Data for processing:
--------

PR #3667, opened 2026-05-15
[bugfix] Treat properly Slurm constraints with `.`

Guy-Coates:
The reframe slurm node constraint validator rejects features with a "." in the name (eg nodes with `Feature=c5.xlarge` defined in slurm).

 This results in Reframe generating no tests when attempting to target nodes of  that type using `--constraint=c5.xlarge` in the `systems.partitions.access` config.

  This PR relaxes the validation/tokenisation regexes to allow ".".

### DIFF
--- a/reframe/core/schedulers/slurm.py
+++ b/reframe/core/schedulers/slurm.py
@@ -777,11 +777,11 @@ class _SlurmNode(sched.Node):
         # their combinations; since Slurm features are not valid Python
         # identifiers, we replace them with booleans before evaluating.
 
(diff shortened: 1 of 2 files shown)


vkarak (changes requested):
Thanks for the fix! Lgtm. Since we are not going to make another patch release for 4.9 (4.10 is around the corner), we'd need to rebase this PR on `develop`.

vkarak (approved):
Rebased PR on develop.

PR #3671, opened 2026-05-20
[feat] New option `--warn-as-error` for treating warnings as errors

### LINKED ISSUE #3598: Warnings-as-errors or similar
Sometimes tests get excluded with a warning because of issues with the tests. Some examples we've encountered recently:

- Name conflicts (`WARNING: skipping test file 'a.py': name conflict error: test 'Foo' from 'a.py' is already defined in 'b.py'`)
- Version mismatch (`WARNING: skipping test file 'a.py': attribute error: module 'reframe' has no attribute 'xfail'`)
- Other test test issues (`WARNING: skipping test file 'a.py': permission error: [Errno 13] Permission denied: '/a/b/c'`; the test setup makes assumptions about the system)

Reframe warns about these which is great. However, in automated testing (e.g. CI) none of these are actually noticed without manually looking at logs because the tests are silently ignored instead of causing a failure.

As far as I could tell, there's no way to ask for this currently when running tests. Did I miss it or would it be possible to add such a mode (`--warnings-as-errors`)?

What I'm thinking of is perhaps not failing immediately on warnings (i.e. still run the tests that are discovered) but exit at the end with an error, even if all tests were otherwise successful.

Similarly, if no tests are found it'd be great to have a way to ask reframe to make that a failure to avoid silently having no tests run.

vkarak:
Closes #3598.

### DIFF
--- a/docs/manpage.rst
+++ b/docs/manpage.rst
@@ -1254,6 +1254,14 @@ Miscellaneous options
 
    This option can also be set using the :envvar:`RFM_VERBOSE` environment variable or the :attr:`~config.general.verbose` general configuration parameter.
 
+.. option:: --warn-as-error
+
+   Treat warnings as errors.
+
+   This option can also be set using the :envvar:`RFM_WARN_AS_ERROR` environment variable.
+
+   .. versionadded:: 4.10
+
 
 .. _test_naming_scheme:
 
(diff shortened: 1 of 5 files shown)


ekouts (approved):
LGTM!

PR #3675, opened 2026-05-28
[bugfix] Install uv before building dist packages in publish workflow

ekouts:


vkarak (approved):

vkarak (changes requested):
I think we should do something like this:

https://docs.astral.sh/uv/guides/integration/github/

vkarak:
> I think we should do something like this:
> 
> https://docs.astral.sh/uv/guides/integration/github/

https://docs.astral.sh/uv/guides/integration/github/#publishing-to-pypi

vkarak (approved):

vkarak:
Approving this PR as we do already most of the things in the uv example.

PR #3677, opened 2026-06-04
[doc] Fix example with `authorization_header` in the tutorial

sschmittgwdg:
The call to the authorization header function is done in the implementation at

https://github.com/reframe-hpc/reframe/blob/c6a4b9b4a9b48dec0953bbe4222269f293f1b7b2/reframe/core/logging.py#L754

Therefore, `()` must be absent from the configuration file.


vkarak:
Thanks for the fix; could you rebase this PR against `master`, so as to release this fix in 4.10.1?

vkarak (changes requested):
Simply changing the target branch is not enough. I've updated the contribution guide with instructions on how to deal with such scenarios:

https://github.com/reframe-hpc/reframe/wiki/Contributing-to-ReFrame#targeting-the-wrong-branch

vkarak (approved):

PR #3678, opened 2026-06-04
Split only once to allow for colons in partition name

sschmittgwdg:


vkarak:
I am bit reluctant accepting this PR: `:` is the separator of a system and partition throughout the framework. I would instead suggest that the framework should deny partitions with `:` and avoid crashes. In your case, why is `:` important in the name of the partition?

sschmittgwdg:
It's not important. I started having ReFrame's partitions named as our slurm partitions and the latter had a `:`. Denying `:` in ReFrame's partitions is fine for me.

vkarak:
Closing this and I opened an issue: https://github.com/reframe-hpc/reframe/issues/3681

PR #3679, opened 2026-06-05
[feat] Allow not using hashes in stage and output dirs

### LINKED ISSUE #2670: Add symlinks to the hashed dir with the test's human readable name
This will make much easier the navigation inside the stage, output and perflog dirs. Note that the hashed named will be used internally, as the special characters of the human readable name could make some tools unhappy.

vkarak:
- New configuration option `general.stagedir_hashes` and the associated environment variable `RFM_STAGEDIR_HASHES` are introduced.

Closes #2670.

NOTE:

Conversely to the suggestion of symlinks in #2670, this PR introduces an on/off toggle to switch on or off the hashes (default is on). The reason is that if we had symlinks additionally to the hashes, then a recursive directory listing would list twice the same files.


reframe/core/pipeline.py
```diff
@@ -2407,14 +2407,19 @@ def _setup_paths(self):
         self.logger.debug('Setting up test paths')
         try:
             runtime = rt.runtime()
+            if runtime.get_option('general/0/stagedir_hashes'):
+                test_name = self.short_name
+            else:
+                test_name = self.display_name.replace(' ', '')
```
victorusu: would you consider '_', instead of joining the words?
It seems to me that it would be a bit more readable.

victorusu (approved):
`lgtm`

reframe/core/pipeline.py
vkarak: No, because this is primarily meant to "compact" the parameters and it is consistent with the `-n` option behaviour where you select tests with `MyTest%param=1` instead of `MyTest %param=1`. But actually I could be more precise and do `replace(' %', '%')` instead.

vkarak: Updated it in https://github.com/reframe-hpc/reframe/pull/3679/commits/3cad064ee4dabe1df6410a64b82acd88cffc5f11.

--------

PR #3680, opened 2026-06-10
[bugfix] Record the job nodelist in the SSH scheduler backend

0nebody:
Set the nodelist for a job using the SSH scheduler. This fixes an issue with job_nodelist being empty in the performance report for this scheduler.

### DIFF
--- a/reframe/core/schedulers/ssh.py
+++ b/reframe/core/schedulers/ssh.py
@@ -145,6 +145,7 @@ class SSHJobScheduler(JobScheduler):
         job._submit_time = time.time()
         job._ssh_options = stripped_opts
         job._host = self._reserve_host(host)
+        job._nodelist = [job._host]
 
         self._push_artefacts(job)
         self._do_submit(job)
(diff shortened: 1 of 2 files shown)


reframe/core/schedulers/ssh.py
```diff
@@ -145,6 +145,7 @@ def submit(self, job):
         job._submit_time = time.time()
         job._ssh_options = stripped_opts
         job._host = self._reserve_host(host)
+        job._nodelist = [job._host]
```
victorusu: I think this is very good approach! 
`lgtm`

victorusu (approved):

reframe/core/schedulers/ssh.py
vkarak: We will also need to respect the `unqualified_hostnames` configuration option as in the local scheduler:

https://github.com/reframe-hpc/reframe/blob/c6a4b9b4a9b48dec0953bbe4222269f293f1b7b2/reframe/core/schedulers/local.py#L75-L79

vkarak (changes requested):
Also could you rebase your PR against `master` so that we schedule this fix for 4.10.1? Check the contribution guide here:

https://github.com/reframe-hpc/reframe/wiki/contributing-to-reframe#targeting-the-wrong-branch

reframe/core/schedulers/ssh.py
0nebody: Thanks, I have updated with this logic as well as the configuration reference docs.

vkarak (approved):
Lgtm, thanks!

--------

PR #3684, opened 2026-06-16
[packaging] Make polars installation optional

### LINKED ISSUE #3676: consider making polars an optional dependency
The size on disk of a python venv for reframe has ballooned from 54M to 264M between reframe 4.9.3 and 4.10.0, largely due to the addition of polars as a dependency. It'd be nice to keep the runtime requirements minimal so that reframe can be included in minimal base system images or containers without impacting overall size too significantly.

--------

Exercise details: Set down only the lines above that fall between the line holding "[packaging] Make polars installation optional" and the line holding "The size on", inclusive, keeping each exact.

Solution to this problem:
[packaging] Make polars installation optional

### LINKED ISSUE #3676: consider making polars an optional dependency
The size on disk of a python venv for reframe has ballooned from 54M to 264M between reframe 4.9.3 and 4.10.0, largely due to the addition of polars as a dependency. It'd be nice to keep the runtime requirements minimal so that reframe can be included in minimal base system images or containers without impacting overall size too significantly.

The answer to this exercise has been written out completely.